For this project I am using two datasets. Both are from New York State. The first data set is daily ridership data for the past 3 years (Daily Ridership Data). The other dataset is about delays every month for the past 3 years (Delays Dataset).
#load the datasets
import pandas as pd
daily_ridership_df = pd.read_csv('MTA_Daily_Ridership_Data__Beginning_2020.csv')
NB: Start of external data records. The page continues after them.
PR #1916, opened 2023-11-23
Check circular references in default values of params

### LINKED ISSUE #1637: "circular argument reference" `SyntaxError`s are missing
In pre-Prism parsers this is detected during parse-time:

```ruby
def bar
  1
end

def foo(bar = bar)
  bar
end
```

Error:

```text
../snippets/def1.rb:4: circular argument reference - bar
```

I am thinking this is just missing since variable scoping is present.

makenowjust:
Fix #1637

The current parameter name is tracked by the new field `parser->current_param_name`. In CRuby impl., this value is tracked in the same way, so I think it is reasonable to add a new field to `pm_parser_t`.


src/prism.c
```diff
@@ -4037,19 +4037,30 @@ pm_local_variable_or_write_node_create(pm_parser_t *parser, pm_node_t *target, c
     return node;
 }
 
+static bool context_p(pm_parser_t *parser, pm_context_t context);
```
makenowjust, line 4040: This prototype declaration seems ugly ¯\_(ツ)_/¯

src/diagnostic.c
```diff
@@ -198,6 +198,7 @@ static const char* const diagnostic_messages[PM_DIAGNOSTIC_ID_LEN] = {
     [PM_ERR_OPERATOR_WRITE_BLOCK]               = "Unexpected operator after a call with a block",
     [PM_ERR_PARAMETER_ASSOC_SPLAT_MULTI]        = "Unexpected multiple `**` splat parameters",
     [PM_ERR_PARAMETER_BLOCK_MULTI]              = "Multiple block parameters; only one block is allowed",
+    [PM_ERR_PARAMETER_CIRCULAR]                 = "Invalid circular reference in a default parameter",
```
makenowjust, line 201: I am not sure here "Invalid" sounds like good wording.

src/prism.c
kddnewton: Can you move the whole context section above the constructors?

src/prism.c
```diff
@@ -4037,19 +4037,30 @@ pm_local_variable_or_write_node_create(pm_parser_t *parser, pm_node_t *target, c
...
+
 /**
  * Allocate a new LocalVariableReadNode node.
  */
 static pm_local_variable_read_node_t *
 pm_local_variable_read_node_create(pm_parser_t *parser, const pm_token_t *name, uint32_t depth) {
+    pm_constant_id_t name_id = pm_parser_constant_id_token(parser, name);
+
+    if (
+        context_p(parser, PM_CONTEXT_DEFAULT_PARAMS) &&
```
kddnewton, line 4050: This is going to be checked a lot, I'm wondering if we can make this more efficient by just checking `parser->current_param_name == name_id`, since it will always necessarily be `PM_CONTEXT_DEFAULT_PARAMS` if the value is set?

src/diagnostic.c
kddnewton:
```suggestion
    [PM_ERR_PARAMETER_CIRCULAR]                 = "Parameter default value references itself",
```

kddnewton (changes requested):

src/prism.c
makenowjust: 🆗

src/prism.c
kddnewton: Yes, `0` would work, constants have to be `>= 1`

makenowjust: Is a macro or a constant for this value defined?

makenowjust:
I found an edge case: `def foo(bar = (def baz(bar) = bar; 1)) = 2` is accepted by CRuby. [c789a83](https://github.com/ruby/prism/pull/1916/commits/c789a833c56babd742e1e1d416ffe99bbf2b5494) is a commit for supporting it.

kddnewton (approved):
@makenowjust nice work, this is quite complicated

PR #1919, opened 2023-11-24
Use let declaration in scanConstant

camertron:
The `startOffset` variable is reassigned on line 93 and should therefore be declared using `let` instead of `const`.


kddnewton (approved):
Thanks!

PR #1935, opened 2023-11-28
Add MacJapanese encoding

mattboldt:
MacJapanese appears to be an extension of Shift_JIS with some additions from Apple
https://en.wikipedia.org/wiki/Shift_JIS#MacJapanese

Apple's docs:
https://developer.apple.com/documentation/coreservices/1399915-encoding_variants_for_macjapanes

Not sure if these are a good source of truth, but I found them linked from a python library https://github.com/python/cpython/issues/45617

http://www.unicode.org/Public/MAPPINGS/VENDORS/APPLE/JAPANESE.TXT

http://www.unicode.org/Public/MAPPINGS/OBSOLETE/EASTASIA/JIS/SHIFTJIS.TXT

Relates to issue:
https://github.com/ruby/prism/issues/1843


eregon:
@duerst Do you know is there is any difference for the Ruby encodings `Encoding::Shift_JIS` and `Encoding::MacJapanese`?
If not, do you why they are not simply aliases?

mattboldt:
@eregon Oh, interesting. I assumed because it said Apple customized some chars, it couldn't simply be aliased. If that's not true, I'm happy to figure out how to alias it.

kddnewton:
@mattboldt could you add the file to the gemspec? If the tests are passing, this is good to go.

mattboldt:
@kddnewton Sorry, tests aren't passing, but I wanted to get some early feedback on it so I opened a draft. Sounds like we could potentially alias the existing Shift_JIS encoding instead?

kddnewton:
@mattboldt that'd be fine, why don't you try it. It would look like adding the encoding (as you have) and then defining it with the same callbacks in `pm_shift_jis.c`.

duerst:
> Sounds like we could potentially alias the existing Shift_JIS encoding instead?

As Ruby itself does that, I think prism also should just alias Shift_JIS.

It's correct that Shift_JIS and MacJapanese are not exactly the same, but then MacJapanese also comes in several variants. Many Japanese Ruby committers use Macs, and the fact that they didn't see the need for an implementation different from Shift_JIS probably means that this encoding isn't that important anymore. Also, this choice may have been made because other languages and conversion libraries make the same choice.

src/prism.c
```diff
@@ -6263,6 +6263,7 @@ parser_lex_magic_comment_encoding_value(pm_parser_t *parser, const uint8_t *star
                 ENCODING1("macCyrillic", pm_encoding_mac_cyrillic);
                 ENCODING1("macGreek", pm_encoding_mac_greek);
                 ENCODING1("macIceland", pm_encoding_mac_iceland);
+                ENCODING1("macJapanese", pm_encoding_mac_japanese);
```
kddnewton, line 6266:
```suggestion
                ENCODING1("MacJapanese", pm_encoding_mac_japanese);
                ENCODING1("MacJapan", pm_encoding_mac_japanese);
```

This one has another alias (`Encoding::MACJAPANESE.names`)

kddnewton (changes requested):

mattboldt:
Not sure what I missed here 🤔 

```
/usr/bin/ld: prism/prism.o: in function `parser_lex_magic_comment_encoding_value':
/home/runner/work/prism/prism/ruby/ruby/prism/prism.c:6305: undefined reference to `pm_encoding_mac_japanese'
/usr/bin/ld: /home/runner/work/prism/prism/ruby/ruby/prism/prism.c:6306: undefined reference to `pm_encoding_mac_japanese'
```

src/enc/pm_mac_japanese.c
```diff
@@ -0,0 +1,57 @@
...
+    if (pm_encoding_mac_japanese_char_width(b, n) == 1) {
+        return pm_encoding_ascii_isupper_char(b, n);
+    } else {
+        return 0;
+    }
+}
+
+/** mac_japanese encoding */
+pm_encoding_t pm_encoding_mac_japanese = {
+    .name = "mac_japanese",
```
kddnewton, line 51: The tests are failing on FFI because this isn't a valid identifier for `Encoding.find`. This should instead be:

```suggestion
    .name = "MacJapanese",
```

kddnewton (changes requested):
One more change!

src/enc/pm_mac_japanese.c
mattboldt: Fixed! Sorry for all the back and forth here, thanks for your help.

src/prism.c
kddnewton: No worries!

kddnewton (approved):

kddnewton:
Nice, just waiting on https://github.com/ruby/ruby/pull/9064

mattboldt:
Just realized I could manually test these changes via `bin/parse`

branch main
```
> bin/parse -e "# encoding: MacJapanese"
Comments:
[#<Prism::InlineComment @location=#<Prism::Location @start_offset=0 @length=23 start_line=1>>]

Magic comments:
[#<Prism::MagicComment @key="encoding" @value="MacJapanese">]

Errors:
[#<Prism::ParseError @message="unknown or invalid encoding in the magic comment" @location=#<Prism::Location @start_offset=12 @length=11 start_line=1>>]
```

branch enc_mac_japanese
```
> bin/parse -e "# encoding: MacJapanese"
Comments:
[#<Prism::InlineComment @location=#<Prism::Location @start_offset=0 @length=23 start_line=1>>]

Magic comments:
[#<Prism::MagicComment @key="encoding" @value="MacJapanese">]
```

@kddnewton  I assume something similar is done in the automated tests? Just curious how we can confirm it's working as expected once merged into CRuby

kddnewton:
Yup! @mattboldt you added it to `encoding_test.rb`, which does pretty much exactly this

PR #2140, opened 2024-01-08
Document `ConstantPathNode` fields

matthew-healy:
This PR updates `config.yml` to add documentation for the fields of `ConstantPathNode`.


config.yml
```diff
@@ -1096,10 +1096,43 @@ nodes:
...
+
+              self::Test
+              ^^^^
+
+              a.b::C
+              ^^^
       - name: child
         type: node
+        comment: |
+          The right-hand node of the path. Always a `ConstantReadNode`.
```
matthew-healy, line 1116: The [Advent of Prism section](https://kddnewton.com/2023/12/03/advent-of-prism-part-3.html#constantpathnode) states that `child` is "almost always a constant read". 

Looking at the calls to `pm_constant_path_node_create` in `src/prism.c`, they're all passed the result of `pm_constant_read_node_create`, with the exception of [this one](https://github.com/ruby/prism/blob/a81b4ce9cbeda7118461beb78d10564c11c6319b/src/prism.c#L17020) which is passed a `MissingNode` & results in an error.

matthew-healy:
Not sure why the C documentation generation is failing - I can run `doxygen Doxyfile` fine locally. Is that check known to be flaky? :thinking:

kddnewton:
Nope, not flaky. Looks like there's a warning about `Foo` in the output of doxygen in the test run

matthew-healy:
The issue was that doxygen read the `::Foo` in the comment as a reference to part of the C codebase, which it then couldn't find. Have just removed that part of the comment. 

(I couldn't repro it locally initially because I'd forgotten to run `bundle exec rake templates` :sweat_smile:).

config.yml
```diff
@@ -1378,13 +1378,46 @@ nodes:
     fields:
       - name: parent
         type: node?
+        comment: |
+          The left-hand node of the path, if present. Can be `nil` or any kind
+          of a node returning a non-void value. Will be missing when constant
+          lookup is at the root of the module tree.
```
kddnewton, line 1384:
```suggestion
          The left-hand node of the path, if present. Can be `nil` or any kind of a node returning a non-void value. Will be`nil` when the constant lookup is at the root of the module tree.
```

kddnewton (changes requested):

kddnewton (approved):

config.yml
```diff
@@ -1378,13 +1378,44 @@ nodes:
     fields:
       - name: parent
         type: node?
+        comment: |
+          The left-hand node of the path, if present. Can be `nil` or any kind of a node returning a non-void value. Will be`nil` when the constant lookup is at the root of the module tree.
```
kddnewton, line 1382:
```suggestion
          The left-hand node of the path, if present. Can be `nil` or any kind of a node returning a non-void value. Will be `nil` when the constant lookup is at the root of the module tree.
```

kddnewton (changes requested):

PR #2162, opened 2024-01-10
Document `ClassVariableWriteNode` fields

matthew-healy:
This PR adds documentation comments to `config.yml` for the fields of `ClassVariableWriteNode`.

While doing this, I noticed that `operator_loc` had type `location?`, but I was unable to find any situation where the `=` operator wouldn't be present. The tests & the `parse:topgems` task still pass when using `PM_LOCATION_TOKEN_VALUE` instead of `PM_OPTIONAL_LOCATION_TOKEN_VALUE`, so I added that change in a separate commit, on the assumption that the optionality was in error. If that's not correct let me know & I'll drop that commit & amend the documentation with an example that lacks the `=` location.

### DIFF
--- a/config.yml
+++ b/config.yml
@@ -1032,10 +1032,7 @@ nodes:
       - name: name
         type: constant
         comment: |
-          The name of the class variable, including the leading `@@`.
-
-          For more information on permitted class variable names, see
-          [the Prism documentation](https://github.com/ruby/prism/main/docs/lexing.md).
+          The name of the class variable, which is a `@@` followed by an [identifier](https://github.com/ruby/prism/blob/main/docs/parsing_rules.md#identifiers).
 
               @@abc = 123     # name `@@abc`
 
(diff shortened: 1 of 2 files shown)


config.yml
```diff
@@ -1031,12 +1031,40 @@ nodes:
     fields:
       - name: name
         type: constant
+        comment: |
+          The name of the class variable, including the leading `@@`.
+
+          For more information on permitted class variable names, see
+          [the Prism documentation](https://github.com/ruby/prism/main/docs/lexing.md).
```
kddnewton, line 1038:
```suggestion
          The name of the class variable, which is a `@@` followed by an [identifier](https://github.com/ruby/prism/blob/main/docs/parsing_rules.md#identifiers).
```

kddnewton (changes requested):

kddnewton (approved):

Issue #2169, opened 2024-01-11
Java generated code should generate an enum (or static final ints) for versions once versioning is settled


enebo:
I am manually writing 5 for 3.3 support in the request for serialized source but this ultimately should be passing a value that is referenced from code generated by prism.

There seems to still be some questions on how versioning will be handled and I will not need anything other than 3.3 support for at least a year so this is not all that important.  Just reminding us that we should add something eventually.

eregon:
Indeed.
Currently the versions constants are only part of the header at https://github.com/ruby/prism/blob/5f46d364ae814edd21be9bb2f7b766b7d44123ca/include/prism/options.h#L32-L38

and in lib/prism/ffi.rb.

> I am manually writing 5

5 doesn't seem to correspond to any of these constants, but maybe I'm missing something?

delays_df = pd.read_csv('MTA_Subway_Service_Delivered__Beginning_2020.csv')
#ridership data
daily_ridership_df.head()
Date | Subways: Total Estimated Ridership | Subways: % of Comparable Pre-Pandemic Day | Buses: Total Estimated Ridership | Buses: % of Comparable Pre-Pandemic Day | LIRR: Total Estimated Ridership | LIRR: % of 2019 Monthly Weekday/Saturday/Sunday Average | Metro-North: Total Estimated Ridership | Metro-North: % of 2019 Monthly Weekday/Saturday/Sunday Average | Access-A-Ride: Total Scheduled Trips | Access-A-Ride: % of Comparable Pre-Pandemic Day | Bridges and Tunnels: Total Traffic | Bridges and Tunnels: % of Comparable Pre-Pandemic Day | |
---|---|---|---|---|---|---|---|---|---|---|---|---|---|
0 | 02/23/2023 | 3499940 | 0.64 | 898699 | 0.42 | 188438.0 | 0.62 | 167193.0 | 0.62 | 27336 | 0.93 | 906322 | 1.03 |
1 | 02/22/2023 | 3458490 | 0.64 | 1010427 | 0.47 | 193753.0 | 0.64 | 171187.0 | 0.64 | 27895 | 0.95 | 869960 | 0.98 |
2 | 02/21/2023 | 3330546 | 0.61 | 1001993 | 0.47 | 194967.0 | 0.64 | 174283.0 | 0.65 | 27224 | 0.93 | 864047 | 0.98 |
3 | 02/20/2023 | 2239470 | 1.02 | 713171 | 0.73 | 90371.0 | 1.16 | 79984.0 | 0.88 | 14818 | 0.50 | 809578 | 1.07 |
4 | 02/19/2023 | 1824881 | 0.83 | 514773 | 0.53 | 75448.0 | 0.97 | 75064.0 | 0.82 | 16165 | 0.96 | 784650 | 1.04 |
delays_df.head()
month | division | line | day_type | num_sched_trains | num_actual_trains | service delivered | |
---|---|---|---|---|---|---|---|
0 | 2020-01 | A DIVISION | 1 | 1 | 1826 | 1773 | 0.970975 |
1 | 2020-01 | A DIVISION | 1 | 2 | 958 | 952 | 0.993737 |
2 | 2020-01 | A DIVISION | 2 | 1 | 2420 | 2322 | 0.959504 |
3 | 2020-01 | A DIVISION | 2 | 2 | 1866 | 1836 | 0.983923 |
4 | 2020-01 | A DIVISION | 3 | 1 | 2244 | 2174 | 0.968806 |
Using the ridership data, it would be possible to create a line graph of each day's number of riders on the subway. From there, one could look at any outliers, and cross reference those days with outside sources to look at potential reasons in the significant change. A line graph can also be created for the delays data, which can be used to look at outliers, by looking at months with extremely low percentage of on-time trains. Grouping by each line and looking at their average on-time percentage could be helpful to figure out which lines are the worst in terms of delays.
One potential problem is that the ridership data does not include data for specefic subway lines, so another data set may be needed to get more specefic on looking at individual subway lines. Also, the COVID-19 Pandemic will skew a lot of data, and may not represent the (mostly) COVID free environment now. Finally, the delays data only goes by month, so it will not be possible to determine the reasons for delays using only that dataset.